(SOURCE INFORMATION)

PR #211, opened 2018-11-07
 Stop parsing Junk on lines which look like Entries 

### LINKED ISSUE #185: Adjacent broken entries shouldn't be merged into a single Junk
```properties
foo = {1foo}
bar = {2bar}
```

should produce two Junk entries in the AST. Right now they're are merged into a single one because junk is first parsed line-by-line (`junk_line`) and it's only combined in `abstract.mjs`. <del>We'll likely need two grammar productions, `junk_first_line` and `junk_follow_line`, so that we can distinguish between them in `abstract.mjs` and only join the first line with its follow lines.</del>

stasm:
Fix #185.

The second commit has a few more tests for this specific change. I didn't want them to get lost in the many changes to fixtures this PR has. I'll squash it when landing.

### DIFF
--- a/spec/fluent.ebnf
+++ b/spec/fluent.ebnf
@@ -1,6 +1,6 @@
 
 /* An FTL file defines a Resource consisting of Entries. */
-Resource            ::= (Entry | blank_block | junk_line)*
+Resource            ::= (Entry | blank_block | junk)*
 
 /* Entries are the main building blocks of Fluent. They define translations and
  * contextual and semantic information about the translations. During the AST
@@ -18,7 +18,13 @@ Term                ::= "-" Identifier blank_inline? "=" blank_inline? Value Att
  * the AST construction. */
 CommentLine         ::= ("###" | "##" | "#") ("\u0020" /.*/)? line_end
 
-/* Adjacent junk_lines are joined into FTL.Junk during the AST construction. */
+/* Junk represents unparsed content.
+ *
+ * Junk is parsed line-by-line until a line is found which looks like it might
+ * be a beginning of a new message, term, or a comment. Any whitespace
+ * following a broken Entry is also considered part of Junk.
+ */
+junk                ::= junk_line (junk_line - "#" - "-" - [a-zA-Z])*
 junk_line           ::= /[^\n]*/ ("\u000A" | EOF)
 
 /* Attributes of Messages and Terms. */
--- a/spec/fluent.ebnf
+++ b/spec/fluent.ebnf
@@ -1,6 +1,6 @@
 
 /* An FTL file defines a Resource consisting of Entries. */
-Resource            ::= (Entry | blank_block | junk)*
+Resource            ::= (Entry | blank_block | Junk)*
 
 /* Entries are the main building blocks of Fluent. They define translations and
  * contextual and semantic information about the translations. During the AST
@@ -24,7 +24,7 @@ CommentLine         ::= ("###" | "##" | "#") ("\u0020" /.*/)? line_end
  * be a beginning of a new message, term, or a comment. Any whitespace
  * following a broken Entry is also considered part of Junk.
  */
-junk                ::= junk_line (junk_line - "#" - "-" - [a-zA-Z])*
+Junk                ::= junk_line (junk_line - "#" - "-" - [a-zA-Z])*
 junk_line           ::= /[^\n]*/ ("\u000A" | EOF)
 
 /* Attributes of Messages and Terms. */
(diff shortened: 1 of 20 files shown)


test/fixtures/call_expressions.json
```diff
@@ -213,7 +213,7 @@
         {
             "type": "Junk",
             "annotations": [],
-            "content": "shuffled-args = {FUN(1, x: 1, \"a\", y: \"Y\", msg)}\n"
+            "content": "shuffled-args = {FUN(1, x: 1, \"a\", y: \"Y\", msg)}\n\n"
```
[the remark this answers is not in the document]
stasm: Great question! I'm not happy with the answer, but the good news is that this PR will help in making this right.

The reference fixtures in `fluent-syntax` are copied directly from the reference parser's tests. They're not generated by the tooling parser like the other kinds of fixtures. I've taken a note to document this in a `README`.

So what you're seeing in `fluent-syntax/test/fixtures_reference` are actually the [reference parser's fixtures from Syntax 0.7](https://github.com/projectfluent/fluent/blob/v0.7.0/test/fixtures/call_expressions.json#L216).

The actual output of the tooling parser includes those trailing blank lines. You can verify that in the Playground. The `fixtures_reference` tests pass in `fluent-syntax` because the [test runner explicitly ignores `Junk`](https://github.com/projectfluent/fluent.js/blob/a6bab32256e0148aa3256ba949cde1b583be0fe3/fluent-syntax/test/reference_test.js#L49-L52) due to its being parsed differently in Syntax 0.7. With this PR, we're getting much closer to being able to test junk too :)

spec/fluent.ebnf
```diff
@@ -18,7 +18,13 @@ Term                ::= "-" Identifier blank_inline? "=" blank_inline? Value Att
...
 CommentLine         ::= ("###" | "##" | "#") ("\u0020" /.*/)? line_end
 
-/* Adjacent junk_lines are joined into FTL.Junk during the AST construction. */
+/* Junk represents unparsed content.
+ *
+ * Junk is parsed line-by-line until a line is found which looks like it might
+ * be a beginning of a new message, term, or a comment. Any whitespace
+ * following a broken Entry is also considered part of Junk.
+ */
+junk                ::= junk_line (junk_line - "#" - "-" - [a-zA-Z])*
```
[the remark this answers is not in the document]
stasm: Good catch. I'll try to clean up the naming conventions, probably after 0.8.

spec/fluent.ebnf
```diff
@@ -18,7 +18,13 @@ Term                ::= "-" Identifier blank_inline? "=" blank_inline? Value Att
...
 CommentLine         ::= ("###" | "##" | "#") ("\u0020" /.*/)? line_end
 
-/* Adjacent junk_lines are joined into FTL.Junk during the AST construction. */
+/* Junk represents unparsed content.
+ *
+ * Junk is parsed line-by-line until a line is found which looks like it might
+ * be a beginning of a new message, term, or a comment. Any whitespace
+ * following a broken Entry is also considered part of Junk.
+ */
+Junk                ::= junk_line (junk_line - "#" - "-" - [a-zA-Z])*
```
Pike: This rendering to ebnf doesn't make any sense, right?

stasm: I think it does. We're using the EBNF syntax as defined in the [XML spec](https://www.w3.org/TR/xml/#sec-notation), with an extension of allowing regexes in a few places. The XML one reads:

     A - B
        matches any string that matches A but does not match B.

So `junk_line - "#"` matches a line of junk which doesn't start with a `#`. I think that's exactly what we want to say here.

stasm: > # foo\n does match junkline, but it doesn't match #, so it's a junk line.

Can you rephrase this please?

To me, the EBNF in this PR clearly expresses the intent. This is already a slippery slope because we're trying to define how to parse unparsed content. I don't want to overthink it. I'm also not sure how you'd like to write this differently. I could look at a PR if you'd like to prepare one :)

Pike: I just took the literal quote from the xml spec, and replaced `A` and `B` with `junk_line` and `#`, resp. And tested that against a candidate line line `# foo\n`.

I know that you don't believe in the value of the EBNF, and I don't care much either about this one.

stasm: > I just took the literal quote from the xml spec, and replaced A and B with junk_line and #, resp. And tested that against a candidate line line # foo\n.

Ah, I see what you mean, thanks. `#` matches `# foo\n` partially and that's enough for a negative lookahead to work here. I guess we could try to refactor this into something like `sequence(and(not("#"), any_char), junk_line)` but it would require special handling of blank lines inside of junk. (`any_char` doesn't parse newlines.) All in all, I favor the expressiveness of the approach I implemented in this PR.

(End SOURCE INFORMATION)

» **YOUR INSTRUCTIONS**: Say how many of the lines above include the word "parser", giving the figure alone.

» **RESPONSE BOX**: 3